### Provided entries
|---|
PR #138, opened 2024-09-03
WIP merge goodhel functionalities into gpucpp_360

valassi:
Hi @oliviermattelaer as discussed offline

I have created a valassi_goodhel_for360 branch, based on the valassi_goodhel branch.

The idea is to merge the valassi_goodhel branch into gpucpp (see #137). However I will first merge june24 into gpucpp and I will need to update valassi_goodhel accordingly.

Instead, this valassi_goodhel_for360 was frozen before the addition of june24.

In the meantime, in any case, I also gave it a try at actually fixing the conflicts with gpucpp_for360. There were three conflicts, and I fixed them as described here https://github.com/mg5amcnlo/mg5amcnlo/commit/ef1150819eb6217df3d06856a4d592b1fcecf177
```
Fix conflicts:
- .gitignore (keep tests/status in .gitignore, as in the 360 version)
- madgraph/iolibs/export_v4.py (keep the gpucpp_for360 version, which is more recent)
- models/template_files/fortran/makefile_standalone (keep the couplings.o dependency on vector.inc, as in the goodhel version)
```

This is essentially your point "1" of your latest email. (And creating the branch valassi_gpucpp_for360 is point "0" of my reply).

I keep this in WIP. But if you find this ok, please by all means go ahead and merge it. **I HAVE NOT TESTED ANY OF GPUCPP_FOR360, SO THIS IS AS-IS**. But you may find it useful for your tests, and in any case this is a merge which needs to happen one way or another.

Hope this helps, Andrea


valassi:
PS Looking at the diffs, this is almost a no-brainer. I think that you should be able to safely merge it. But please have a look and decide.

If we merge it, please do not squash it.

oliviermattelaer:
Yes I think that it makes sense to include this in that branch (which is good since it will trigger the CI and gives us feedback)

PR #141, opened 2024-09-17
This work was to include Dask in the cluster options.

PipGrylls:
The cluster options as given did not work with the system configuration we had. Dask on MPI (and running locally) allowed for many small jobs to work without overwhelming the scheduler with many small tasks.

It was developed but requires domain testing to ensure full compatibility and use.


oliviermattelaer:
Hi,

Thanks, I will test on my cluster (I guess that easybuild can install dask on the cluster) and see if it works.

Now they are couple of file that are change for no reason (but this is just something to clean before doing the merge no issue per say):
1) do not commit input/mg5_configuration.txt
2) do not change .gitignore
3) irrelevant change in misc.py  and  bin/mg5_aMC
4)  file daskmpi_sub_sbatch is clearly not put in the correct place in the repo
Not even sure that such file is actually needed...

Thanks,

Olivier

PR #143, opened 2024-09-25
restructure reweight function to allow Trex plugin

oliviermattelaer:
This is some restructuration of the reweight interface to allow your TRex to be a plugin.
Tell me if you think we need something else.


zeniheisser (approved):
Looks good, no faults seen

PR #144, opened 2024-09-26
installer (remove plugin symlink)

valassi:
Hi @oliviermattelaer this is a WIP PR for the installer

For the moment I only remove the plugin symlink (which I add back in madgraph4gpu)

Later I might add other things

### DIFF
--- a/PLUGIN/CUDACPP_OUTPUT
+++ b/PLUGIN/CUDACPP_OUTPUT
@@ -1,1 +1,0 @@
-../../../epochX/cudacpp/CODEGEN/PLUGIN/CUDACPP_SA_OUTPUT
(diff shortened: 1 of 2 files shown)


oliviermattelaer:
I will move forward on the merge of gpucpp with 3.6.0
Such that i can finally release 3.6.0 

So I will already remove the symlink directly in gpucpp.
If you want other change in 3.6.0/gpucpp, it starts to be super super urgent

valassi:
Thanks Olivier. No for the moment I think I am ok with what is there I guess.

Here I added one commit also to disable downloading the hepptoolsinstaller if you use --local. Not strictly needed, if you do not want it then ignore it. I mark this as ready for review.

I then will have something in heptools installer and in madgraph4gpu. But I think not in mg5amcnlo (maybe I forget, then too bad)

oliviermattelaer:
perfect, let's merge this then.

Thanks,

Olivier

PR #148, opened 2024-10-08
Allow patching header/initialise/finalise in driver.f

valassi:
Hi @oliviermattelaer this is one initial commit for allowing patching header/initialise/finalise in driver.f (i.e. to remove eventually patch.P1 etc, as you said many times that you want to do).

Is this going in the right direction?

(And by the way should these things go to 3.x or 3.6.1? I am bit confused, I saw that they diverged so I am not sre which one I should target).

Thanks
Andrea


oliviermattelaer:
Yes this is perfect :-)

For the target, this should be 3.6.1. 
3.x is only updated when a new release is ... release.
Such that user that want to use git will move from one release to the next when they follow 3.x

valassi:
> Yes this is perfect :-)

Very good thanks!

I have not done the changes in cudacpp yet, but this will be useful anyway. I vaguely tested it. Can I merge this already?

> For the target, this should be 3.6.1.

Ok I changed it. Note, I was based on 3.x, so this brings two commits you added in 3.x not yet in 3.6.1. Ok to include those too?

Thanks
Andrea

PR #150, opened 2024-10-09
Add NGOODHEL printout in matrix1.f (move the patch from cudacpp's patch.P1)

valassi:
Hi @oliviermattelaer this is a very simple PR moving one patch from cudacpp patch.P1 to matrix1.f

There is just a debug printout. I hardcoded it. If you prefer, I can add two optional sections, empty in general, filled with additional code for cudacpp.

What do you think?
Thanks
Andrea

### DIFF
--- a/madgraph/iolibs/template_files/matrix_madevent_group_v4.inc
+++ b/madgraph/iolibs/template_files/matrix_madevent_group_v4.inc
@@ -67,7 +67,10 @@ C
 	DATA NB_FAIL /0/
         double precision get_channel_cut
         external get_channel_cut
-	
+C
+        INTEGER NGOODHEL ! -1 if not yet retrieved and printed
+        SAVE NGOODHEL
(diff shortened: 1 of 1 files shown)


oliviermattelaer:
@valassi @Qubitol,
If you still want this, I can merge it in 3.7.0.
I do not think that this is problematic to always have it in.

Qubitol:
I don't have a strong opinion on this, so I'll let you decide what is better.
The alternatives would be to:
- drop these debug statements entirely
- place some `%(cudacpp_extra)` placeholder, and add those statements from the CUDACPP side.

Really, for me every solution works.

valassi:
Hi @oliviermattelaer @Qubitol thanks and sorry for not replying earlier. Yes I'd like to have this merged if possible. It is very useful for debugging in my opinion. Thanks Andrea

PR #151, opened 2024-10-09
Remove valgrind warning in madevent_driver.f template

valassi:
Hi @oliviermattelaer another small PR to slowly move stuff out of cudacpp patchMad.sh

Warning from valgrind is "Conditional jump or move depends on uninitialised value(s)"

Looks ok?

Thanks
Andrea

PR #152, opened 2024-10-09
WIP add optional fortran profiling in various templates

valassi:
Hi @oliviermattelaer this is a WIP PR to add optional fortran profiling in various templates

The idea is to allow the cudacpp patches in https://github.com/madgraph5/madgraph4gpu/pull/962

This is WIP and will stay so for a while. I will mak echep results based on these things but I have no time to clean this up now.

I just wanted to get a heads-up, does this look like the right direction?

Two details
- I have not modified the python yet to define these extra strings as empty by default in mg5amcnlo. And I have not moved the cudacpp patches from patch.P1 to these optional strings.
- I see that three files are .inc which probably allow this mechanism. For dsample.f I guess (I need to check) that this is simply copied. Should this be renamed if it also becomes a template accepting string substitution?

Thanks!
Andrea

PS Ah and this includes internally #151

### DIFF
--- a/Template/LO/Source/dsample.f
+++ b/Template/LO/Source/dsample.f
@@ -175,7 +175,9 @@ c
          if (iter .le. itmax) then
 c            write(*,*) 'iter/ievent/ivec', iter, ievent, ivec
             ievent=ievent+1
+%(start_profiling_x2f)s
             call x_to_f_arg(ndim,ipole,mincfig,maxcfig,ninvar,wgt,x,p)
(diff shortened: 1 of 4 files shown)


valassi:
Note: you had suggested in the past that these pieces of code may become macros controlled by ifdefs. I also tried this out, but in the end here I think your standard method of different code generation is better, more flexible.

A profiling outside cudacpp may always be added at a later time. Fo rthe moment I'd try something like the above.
|---|
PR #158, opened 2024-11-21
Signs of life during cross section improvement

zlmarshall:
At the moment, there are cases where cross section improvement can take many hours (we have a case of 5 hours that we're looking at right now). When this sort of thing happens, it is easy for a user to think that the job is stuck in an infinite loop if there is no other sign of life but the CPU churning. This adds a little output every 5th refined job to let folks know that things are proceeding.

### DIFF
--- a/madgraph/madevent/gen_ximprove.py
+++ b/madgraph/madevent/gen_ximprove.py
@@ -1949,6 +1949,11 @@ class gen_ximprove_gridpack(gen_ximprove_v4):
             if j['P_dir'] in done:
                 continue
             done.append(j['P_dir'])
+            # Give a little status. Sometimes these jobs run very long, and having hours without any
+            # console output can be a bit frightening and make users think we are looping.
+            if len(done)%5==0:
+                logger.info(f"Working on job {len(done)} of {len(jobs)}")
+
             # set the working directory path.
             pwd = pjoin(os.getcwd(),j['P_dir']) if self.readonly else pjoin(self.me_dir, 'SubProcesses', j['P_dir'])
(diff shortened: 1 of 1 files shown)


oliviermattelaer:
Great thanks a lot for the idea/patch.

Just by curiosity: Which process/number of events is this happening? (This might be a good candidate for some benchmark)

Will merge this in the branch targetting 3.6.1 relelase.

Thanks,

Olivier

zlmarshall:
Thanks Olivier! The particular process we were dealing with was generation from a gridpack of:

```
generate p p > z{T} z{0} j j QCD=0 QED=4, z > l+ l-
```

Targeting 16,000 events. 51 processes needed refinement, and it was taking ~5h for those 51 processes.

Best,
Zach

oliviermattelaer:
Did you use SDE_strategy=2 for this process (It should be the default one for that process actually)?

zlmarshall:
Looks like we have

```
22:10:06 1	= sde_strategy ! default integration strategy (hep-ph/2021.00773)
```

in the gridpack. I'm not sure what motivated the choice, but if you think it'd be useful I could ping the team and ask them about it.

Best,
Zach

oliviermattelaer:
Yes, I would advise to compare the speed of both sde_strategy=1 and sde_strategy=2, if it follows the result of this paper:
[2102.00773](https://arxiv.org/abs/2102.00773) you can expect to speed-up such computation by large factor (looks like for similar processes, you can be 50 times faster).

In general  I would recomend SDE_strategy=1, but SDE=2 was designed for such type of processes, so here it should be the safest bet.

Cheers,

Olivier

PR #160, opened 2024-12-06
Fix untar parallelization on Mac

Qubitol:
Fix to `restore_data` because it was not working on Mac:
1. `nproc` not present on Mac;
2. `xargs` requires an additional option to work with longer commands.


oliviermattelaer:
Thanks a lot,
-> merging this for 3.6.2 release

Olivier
|---|
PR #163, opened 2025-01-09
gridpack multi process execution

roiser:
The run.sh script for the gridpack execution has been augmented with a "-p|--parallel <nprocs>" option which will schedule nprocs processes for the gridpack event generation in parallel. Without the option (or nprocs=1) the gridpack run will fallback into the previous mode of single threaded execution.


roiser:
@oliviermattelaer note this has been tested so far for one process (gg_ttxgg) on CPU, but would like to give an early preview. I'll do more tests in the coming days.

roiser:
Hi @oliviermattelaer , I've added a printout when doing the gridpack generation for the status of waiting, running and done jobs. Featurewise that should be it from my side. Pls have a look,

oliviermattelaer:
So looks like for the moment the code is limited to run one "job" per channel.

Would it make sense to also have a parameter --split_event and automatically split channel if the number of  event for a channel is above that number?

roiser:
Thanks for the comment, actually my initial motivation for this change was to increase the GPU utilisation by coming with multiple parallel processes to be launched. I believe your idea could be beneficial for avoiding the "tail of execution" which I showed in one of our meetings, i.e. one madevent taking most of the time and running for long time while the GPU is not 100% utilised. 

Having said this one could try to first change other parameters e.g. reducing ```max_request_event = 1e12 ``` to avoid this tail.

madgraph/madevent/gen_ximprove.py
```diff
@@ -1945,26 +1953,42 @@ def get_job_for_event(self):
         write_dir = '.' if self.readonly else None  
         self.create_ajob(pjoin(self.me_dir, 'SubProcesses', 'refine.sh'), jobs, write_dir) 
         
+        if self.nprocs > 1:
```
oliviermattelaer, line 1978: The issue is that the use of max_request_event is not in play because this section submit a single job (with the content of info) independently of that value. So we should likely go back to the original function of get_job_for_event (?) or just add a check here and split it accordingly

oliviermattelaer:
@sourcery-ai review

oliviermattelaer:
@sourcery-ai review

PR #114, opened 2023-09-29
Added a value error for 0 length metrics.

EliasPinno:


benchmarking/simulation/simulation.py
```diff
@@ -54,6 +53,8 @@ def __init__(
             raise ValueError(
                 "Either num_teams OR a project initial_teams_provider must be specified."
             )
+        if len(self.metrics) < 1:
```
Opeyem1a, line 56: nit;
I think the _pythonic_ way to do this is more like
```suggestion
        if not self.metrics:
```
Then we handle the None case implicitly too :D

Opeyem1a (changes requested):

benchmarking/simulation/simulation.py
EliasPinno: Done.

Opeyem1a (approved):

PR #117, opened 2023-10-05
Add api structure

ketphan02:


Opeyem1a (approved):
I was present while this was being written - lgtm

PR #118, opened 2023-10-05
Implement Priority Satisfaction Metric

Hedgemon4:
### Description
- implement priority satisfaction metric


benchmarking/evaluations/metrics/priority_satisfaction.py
|---|
### Task instructions
Copy out, exactly and alone, the lines of the entries above between the ones holding "PS Looking at" and "The cluster options as", inclusive.

### Task answer
PS Looking at the diffs, this is almost a no-brainer. I think that you should be able to safely merge it. But please have a look and decide.

If we merge it, please do not squash it.

oliviermattelaer:
Yes I think that it makes sense to include this in that branch (which is good since it will trigger the CI and gives us feedback)

PR #141, opened 2024-09-17
This work was to include Dask in the cluster options.

PipGrylls:
The cluster options as given did not work with the system configuration we had. Dask on MPI (and running locally) allowed for many small jobs to work without overwhelming the scheduler with many small tasks.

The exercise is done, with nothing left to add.